= Directions for this task =
Look for the string "steps" in the listing below and copy every line in which it appears.

= The records =
PR #142, opened 2021-11-30
Update documentation to add optional Cilium steps

bastjan:
This PR adds additional steps to install Cilium using the provided component-cilium.

### DIFF
--- a/docs/modules/ROOT/partials/install/prepare-installer.adoc
+++ b/docs/modules/ROOT/partials/install/prepare-installer.adoc
@@ -1,5 +1,3 @@
-For the following steps, change into a clean directory (for example a directory in your home).
-
 [CAUTION]
 These are the only steps which aren't idempotent and have to be completed uninterrupted in one go.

= Answer section =
Update documentation to add optional Cilium steps
This PR adds additional steps to install Cilium using the provided component-cilium.
-For the following steps, change into a clean directory (for example a directory in your home).
 These are the only steps which aren't idempotent and have to be completed uninterrupted in one go.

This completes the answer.